### [WHAT IS BEING ASKED]
Each entry, in full: copy it out exactly.

### [GIVEN DATA]

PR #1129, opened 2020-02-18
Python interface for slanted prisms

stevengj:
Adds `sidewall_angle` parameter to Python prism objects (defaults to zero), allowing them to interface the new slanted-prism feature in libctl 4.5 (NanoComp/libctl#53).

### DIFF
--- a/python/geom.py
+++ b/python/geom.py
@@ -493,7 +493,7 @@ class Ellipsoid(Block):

### [EXERCISE OUTPUT]
PR #1129, opened 2020-02-18
Python interface for slanted prisms

stevengj:
Adds `sidewall_angle` parameter to Python prism objects (defaults to zero), allowing them to interface the new slanted-prism feature in libctl 4.5 (NanoComp/libctl#53).

### DIFF
--- a/python/geom.py
+++ b/python/geom.py
@@ -493,7 +493,7 @@ class Ellipsoid(Block):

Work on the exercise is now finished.